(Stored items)
*-*-*

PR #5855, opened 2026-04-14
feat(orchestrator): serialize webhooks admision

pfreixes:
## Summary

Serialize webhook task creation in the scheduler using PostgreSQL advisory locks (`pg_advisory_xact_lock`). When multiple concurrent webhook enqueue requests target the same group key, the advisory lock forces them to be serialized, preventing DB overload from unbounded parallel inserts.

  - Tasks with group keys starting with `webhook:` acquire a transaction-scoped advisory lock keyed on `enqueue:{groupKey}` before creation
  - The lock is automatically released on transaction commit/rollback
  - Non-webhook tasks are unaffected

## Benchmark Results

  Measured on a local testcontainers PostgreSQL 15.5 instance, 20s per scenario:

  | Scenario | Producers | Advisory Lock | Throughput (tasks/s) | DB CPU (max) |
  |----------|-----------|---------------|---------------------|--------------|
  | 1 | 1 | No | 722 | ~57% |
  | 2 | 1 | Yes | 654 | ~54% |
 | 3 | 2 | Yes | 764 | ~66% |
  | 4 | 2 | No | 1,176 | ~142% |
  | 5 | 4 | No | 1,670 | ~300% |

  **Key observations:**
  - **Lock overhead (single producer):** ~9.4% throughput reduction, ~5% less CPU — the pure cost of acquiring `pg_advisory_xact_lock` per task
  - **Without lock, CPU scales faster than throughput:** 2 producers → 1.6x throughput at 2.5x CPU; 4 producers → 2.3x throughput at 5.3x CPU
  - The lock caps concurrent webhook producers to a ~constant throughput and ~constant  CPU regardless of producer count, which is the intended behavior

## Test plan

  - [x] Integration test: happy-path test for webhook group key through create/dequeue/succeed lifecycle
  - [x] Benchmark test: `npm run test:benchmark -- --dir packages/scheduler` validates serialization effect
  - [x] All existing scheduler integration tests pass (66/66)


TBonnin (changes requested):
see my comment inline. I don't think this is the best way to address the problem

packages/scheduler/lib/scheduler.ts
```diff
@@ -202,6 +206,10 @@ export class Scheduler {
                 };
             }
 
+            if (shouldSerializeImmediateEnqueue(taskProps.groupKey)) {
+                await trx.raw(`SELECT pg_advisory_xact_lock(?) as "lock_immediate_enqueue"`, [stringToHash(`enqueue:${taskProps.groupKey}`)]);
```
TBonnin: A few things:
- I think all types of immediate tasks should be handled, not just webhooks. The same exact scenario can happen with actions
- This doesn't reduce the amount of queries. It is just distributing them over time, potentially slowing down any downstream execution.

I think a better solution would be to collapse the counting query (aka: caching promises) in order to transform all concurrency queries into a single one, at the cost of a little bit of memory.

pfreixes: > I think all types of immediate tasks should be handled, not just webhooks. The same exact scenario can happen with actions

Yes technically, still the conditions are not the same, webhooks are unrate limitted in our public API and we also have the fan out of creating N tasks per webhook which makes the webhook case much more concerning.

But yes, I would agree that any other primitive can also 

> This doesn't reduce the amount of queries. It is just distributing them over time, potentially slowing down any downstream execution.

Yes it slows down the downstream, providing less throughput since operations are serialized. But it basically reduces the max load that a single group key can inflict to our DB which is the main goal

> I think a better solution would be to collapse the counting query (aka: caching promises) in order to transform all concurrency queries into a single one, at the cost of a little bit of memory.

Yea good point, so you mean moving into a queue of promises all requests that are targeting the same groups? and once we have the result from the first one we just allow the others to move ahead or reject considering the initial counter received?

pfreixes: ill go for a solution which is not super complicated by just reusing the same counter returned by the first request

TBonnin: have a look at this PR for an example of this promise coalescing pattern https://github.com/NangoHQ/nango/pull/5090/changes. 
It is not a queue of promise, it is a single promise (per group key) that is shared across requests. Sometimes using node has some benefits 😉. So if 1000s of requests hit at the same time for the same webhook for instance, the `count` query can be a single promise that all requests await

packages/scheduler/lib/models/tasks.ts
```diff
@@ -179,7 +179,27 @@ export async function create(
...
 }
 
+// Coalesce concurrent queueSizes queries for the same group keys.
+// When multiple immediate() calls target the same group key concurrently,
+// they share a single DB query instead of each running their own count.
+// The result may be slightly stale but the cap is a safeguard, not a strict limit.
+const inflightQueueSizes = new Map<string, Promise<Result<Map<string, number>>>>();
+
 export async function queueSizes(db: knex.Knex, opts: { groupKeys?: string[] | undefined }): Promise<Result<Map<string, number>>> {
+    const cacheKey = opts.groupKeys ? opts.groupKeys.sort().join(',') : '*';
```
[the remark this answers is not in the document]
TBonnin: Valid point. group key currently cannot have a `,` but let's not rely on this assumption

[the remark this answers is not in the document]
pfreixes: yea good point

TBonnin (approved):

*-*-*

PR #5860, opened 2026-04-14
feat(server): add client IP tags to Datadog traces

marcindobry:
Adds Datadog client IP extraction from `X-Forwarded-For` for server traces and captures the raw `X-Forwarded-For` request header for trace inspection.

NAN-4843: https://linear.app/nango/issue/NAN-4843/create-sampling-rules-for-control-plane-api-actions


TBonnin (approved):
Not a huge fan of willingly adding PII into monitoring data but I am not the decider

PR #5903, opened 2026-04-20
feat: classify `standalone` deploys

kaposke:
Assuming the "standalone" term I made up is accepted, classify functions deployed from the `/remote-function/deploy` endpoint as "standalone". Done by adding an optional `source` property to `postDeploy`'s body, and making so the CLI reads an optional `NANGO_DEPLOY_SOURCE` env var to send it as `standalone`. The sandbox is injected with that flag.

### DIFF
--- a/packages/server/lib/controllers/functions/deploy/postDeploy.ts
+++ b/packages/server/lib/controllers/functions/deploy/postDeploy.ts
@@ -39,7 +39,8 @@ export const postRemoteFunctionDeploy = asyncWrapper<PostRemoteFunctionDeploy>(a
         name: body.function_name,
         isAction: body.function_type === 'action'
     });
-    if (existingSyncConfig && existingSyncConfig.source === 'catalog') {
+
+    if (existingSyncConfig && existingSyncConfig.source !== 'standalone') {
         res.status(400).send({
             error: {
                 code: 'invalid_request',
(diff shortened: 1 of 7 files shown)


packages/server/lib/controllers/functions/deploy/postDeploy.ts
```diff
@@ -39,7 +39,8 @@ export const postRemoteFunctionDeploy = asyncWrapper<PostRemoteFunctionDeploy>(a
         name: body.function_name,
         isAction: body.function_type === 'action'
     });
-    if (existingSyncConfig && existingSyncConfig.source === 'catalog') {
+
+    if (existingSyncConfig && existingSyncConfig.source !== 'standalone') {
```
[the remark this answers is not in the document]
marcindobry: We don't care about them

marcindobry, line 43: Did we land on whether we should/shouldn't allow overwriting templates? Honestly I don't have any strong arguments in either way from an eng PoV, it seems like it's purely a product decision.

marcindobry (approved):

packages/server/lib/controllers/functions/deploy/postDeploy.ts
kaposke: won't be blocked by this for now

*-*-*

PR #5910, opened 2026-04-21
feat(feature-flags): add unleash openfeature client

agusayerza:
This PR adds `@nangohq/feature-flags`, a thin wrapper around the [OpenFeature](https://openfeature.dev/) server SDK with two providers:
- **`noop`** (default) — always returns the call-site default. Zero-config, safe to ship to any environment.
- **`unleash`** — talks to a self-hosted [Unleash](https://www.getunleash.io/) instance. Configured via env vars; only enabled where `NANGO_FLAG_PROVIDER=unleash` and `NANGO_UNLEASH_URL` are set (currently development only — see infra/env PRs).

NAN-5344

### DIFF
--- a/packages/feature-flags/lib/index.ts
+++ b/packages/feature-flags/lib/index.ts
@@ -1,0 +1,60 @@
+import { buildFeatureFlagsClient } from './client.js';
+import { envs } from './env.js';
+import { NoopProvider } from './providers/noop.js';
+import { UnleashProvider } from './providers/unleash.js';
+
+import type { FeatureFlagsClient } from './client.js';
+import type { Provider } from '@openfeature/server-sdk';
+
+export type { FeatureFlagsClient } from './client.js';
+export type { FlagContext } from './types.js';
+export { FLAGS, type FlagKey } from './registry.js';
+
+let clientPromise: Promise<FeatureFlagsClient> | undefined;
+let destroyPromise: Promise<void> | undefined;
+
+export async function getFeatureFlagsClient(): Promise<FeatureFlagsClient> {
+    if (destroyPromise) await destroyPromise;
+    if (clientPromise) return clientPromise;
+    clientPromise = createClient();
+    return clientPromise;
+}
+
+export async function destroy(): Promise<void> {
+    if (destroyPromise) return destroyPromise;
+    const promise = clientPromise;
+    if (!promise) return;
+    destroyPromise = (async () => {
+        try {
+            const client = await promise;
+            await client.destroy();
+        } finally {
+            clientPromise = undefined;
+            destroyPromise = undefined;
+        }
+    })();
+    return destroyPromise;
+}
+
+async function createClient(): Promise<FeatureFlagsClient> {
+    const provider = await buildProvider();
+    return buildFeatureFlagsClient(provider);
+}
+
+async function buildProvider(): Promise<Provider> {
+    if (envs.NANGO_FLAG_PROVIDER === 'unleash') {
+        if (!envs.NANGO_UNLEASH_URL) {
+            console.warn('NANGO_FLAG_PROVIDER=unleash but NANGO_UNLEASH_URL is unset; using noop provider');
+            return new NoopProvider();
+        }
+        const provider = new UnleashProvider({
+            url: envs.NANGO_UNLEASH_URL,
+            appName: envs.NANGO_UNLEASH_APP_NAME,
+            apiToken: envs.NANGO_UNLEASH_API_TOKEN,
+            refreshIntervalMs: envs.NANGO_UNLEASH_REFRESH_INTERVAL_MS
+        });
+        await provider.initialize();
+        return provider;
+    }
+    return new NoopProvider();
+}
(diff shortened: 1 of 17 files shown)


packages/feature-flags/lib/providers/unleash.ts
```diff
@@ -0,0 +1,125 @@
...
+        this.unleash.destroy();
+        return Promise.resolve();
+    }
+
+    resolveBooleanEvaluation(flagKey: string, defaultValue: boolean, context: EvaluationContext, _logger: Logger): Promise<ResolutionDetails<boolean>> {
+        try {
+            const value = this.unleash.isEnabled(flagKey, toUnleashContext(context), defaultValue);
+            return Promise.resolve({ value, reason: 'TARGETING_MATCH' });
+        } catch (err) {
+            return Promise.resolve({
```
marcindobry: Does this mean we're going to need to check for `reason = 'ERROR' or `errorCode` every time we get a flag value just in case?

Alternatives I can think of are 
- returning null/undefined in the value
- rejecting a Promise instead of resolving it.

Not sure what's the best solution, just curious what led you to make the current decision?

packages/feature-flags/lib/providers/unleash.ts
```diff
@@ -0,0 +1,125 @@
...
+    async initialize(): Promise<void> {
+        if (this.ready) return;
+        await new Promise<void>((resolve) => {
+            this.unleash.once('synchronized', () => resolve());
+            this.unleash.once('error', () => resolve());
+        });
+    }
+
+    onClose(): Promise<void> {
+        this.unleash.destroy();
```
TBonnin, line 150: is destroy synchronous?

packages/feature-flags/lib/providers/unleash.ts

*-*-*

Your goal: Look through the data above and return exactly the lines from the one that contains "PR #5855, opened 2026-04-14" to the one that contains "Serialize webhook task", inclusive, with nothing else.

Result below:
PR #5855, opened 2026-04-14
feat(orchestrator): serialize webhooks admision

pfreixes:
## Summary

Serialize webhook task creation in the scheduler using PostgreSQL advisory locks (`pg_advisory_xact_lock`). When multiple concurrent webhook enqueue requests target the same group key, the advisory lock forces them to be serialized, preventing DB overload from unbounded parallel inserts.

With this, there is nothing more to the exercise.